Ateş Dünyası

18 7 70
                                    

"Merhaba!"dedi yaşlı adam.

Bende bir kere daha yutkunarak
"Merhaba?"

"Ben Orhan yanımdaki de Melih." yaşlı adamın adı Orhan Sinirli bir tip olan genç adamın adı ise Melih adlarını öğrenmiş oldum.

"Bende Ecenur" dedim. Sesimi güçlü çıkarmaya çalışıyordum.

"Seni tanıyoruz Ecenur bu yüzden burdayız" dedi. Orhan.

"Ne? Beni tanıdığınız için mi? Beni nereden tanıyorsunuz?" dedim.

Dedikten sonra Melih güldü. Ona baktığımı görünce hemen gülmeyi bıraktı.Birbirimize gülmeden bakıyorduk. Ben sinirli duruyordum. Melih ise bir tepki vermiyordu.

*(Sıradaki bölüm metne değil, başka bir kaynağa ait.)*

Issue #506, opened 2021-10-14
Deck creates only one workspace and put all services and routes inside it


mkopeyka:
I use `decK v1.8.2 (b538f70)` and `kong-ee:v1.5.0.1-alpine`

I created 3 test workspaces via kong ui and added 1 service and 1 route to each of them. After that I created a dump with key `--all-workspaces` so deck created 3 files (one per workspace).
[auth.yaml.txt](https://github.com/Kong/deck/files/7349480/auth.yaml.txt)
[nondeck.yaml.txt](https://github.com/Kong/deck/files/7349481/nondeck.yaml.txt)
[unifiedlogin.yaml.txt](https://github.com/Kong/deck/files/7349482/unifiedlogin.yaml.txt)
    
    ls -la deck/config/
    total 20
    drwxr-xr-x 2 maxim maxim 4096 жов 15 00:20 .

Orhan konuşmaya başlayınca gözlerimizi Orhan'a çevirdik.
"Gücünün farkına daha bu gün vardın ve bizim bunla bir bilgimiz olduğunu düşündün." dedi.

"Bunları nereden biliyorsun?"

"Seni arıyorduk sen bir ateş elementisin." dedi. Melih. Ben şaşkın şaşkın bakıyordum.

"Ne? Ateş elementi ne?"

"Ateş elementi ateşi kontrol edebilen demek." dedi. Orhan

"Şey?" dedim ona hitap etmeye çalıştığımı anlamıştı.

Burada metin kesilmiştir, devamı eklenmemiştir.